───── ENTRIES SHOWN ─────

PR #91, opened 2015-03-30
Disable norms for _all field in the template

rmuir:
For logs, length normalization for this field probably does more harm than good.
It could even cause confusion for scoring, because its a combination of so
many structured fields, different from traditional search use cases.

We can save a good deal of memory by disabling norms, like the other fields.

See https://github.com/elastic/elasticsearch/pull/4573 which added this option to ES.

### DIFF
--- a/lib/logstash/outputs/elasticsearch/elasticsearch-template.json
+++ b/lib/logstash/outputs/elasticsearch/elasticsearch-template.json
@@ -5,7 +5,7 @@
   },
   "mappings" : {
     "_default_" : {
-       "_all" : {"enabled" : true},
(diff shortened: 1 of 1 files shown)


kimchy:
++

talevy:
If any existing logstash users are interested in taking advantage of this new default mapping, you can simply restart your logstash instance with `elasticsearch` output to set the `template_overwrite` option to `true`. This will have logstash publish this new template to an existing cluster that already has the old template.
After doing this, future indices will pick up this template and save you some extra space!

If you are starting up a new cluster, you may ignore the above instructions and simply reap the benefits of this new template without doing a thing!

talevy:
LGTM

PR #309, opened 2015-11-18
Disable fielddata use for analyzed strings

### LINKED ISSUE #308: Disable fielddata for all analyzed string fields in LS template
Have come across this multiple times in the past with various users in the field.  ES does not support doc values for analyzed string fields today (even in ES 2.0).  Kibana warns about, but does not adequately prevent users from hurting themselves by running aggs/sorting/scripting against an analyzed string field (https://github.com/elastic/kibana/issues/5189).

─────
───── ENTRIES SHOWN ─────

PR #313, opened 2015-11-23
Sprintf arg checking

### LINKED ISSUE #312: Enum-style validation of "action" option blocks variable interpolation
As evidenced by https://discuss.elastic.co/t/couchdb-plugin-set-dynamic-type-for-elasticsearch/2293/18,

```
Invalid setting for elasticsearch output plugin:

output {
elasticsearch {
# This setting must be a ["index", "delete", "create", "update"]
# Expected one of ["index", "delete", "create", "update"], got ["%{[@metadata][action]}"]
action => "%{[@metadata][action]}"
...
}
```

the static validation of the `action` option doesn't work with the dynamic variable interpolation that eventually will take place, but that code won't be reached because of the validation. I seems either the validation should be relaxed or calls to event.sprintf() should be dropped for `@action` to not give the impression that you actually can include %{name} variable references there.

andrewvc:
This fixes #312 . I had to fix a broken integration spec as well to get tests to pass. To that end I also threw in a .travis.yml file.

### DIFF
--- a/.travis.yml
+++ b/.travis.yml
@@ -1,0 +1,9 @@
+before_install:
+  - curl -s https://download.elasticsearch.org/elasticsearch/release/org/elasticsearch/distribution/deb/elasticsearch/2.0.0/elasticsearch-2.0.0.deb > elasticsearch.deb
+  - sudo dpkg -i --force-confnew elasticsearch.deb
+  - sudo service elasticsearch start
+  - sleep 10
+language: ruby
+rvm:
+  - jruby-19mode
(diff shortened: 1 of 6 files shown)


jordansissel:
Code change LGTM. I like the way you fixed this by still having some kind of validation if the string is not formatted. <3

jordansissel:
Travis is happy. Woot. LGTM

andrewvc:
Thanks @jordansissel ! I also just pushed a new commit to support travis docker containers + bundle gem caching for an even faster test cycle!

─────
───── ENTRIES SHOWN ─────

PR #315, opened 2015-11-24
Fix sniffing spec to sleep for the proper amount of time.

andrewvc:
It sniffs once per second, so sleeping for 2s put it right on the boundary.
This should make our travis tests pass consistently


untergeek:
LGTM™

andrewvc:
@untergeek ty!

─────

> [WHAT YOU NEED TO DO]: Taking the entries above, write out exactly each line from the one holding "PR #91, opened 2015-03-30" to the one holding "many structured fields, different", both included, and stop there.

> [PROBLEM SOLUTION]:
PR #91, opened 2015-03-30
Disable norms for _all field in the template

rmuir:
For logs, length normalization for this field probably does more harm than good.
It could even cause confusion for scoring, because its a combination of so
many structured fields, different from traditional search use cases.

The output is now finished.